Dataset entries
'''

PR #117, opened 2020-03-31
Update dev install procedure

VincentRouvreau:
* Update dev install procedure
* Use `click` to accept to populate_db
* Use flags for `.env` file in populate_db_fake
* A new script to get id url - cf. http://localhost:8888/update?id=<A_VERY_LONG_ID>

'''

» **What is being asked**: The full set of entries above needs to be restated word for word.

» **Output below**:
PR #117, opened 2020-03-31
Update dev install procedure

VincentRouvreau:
* Update dev install procedure
* Use `click` to accept to populate_db
* Use flags for `.env` file in populate_db_fake
* A new script to get id url - cf. http://localhost:8888/update?id=<A_VERY_LONG_ID>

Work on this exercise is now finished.